PROMPT: The answer must consist of every line in the records that contains the word "manager".

MATERIAL SHOWN:
:::
PR #3836, opened 2022-09-21
RD-5930 Render DB schema to .sql

tehasdf:
This is the DB schema rendered by:

    cd /opt/manager/resources/cloudify/migrations/
    /opt/manager/env/bin/alembic upgrade --sql 272e61bf5f4a

For now, I'm just exposing this file right here. In the future, we'll probably replace this with something automatically rendering the newest version in CI

### DIFF
--- a/packaging/db-schema.sql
:::
RESPONSE BELOW:
    cd /opt/manager/resources/cloudify/migrations/
    /opt/manager/env/bin/alembic upgrade --sql 272e61bf5f4a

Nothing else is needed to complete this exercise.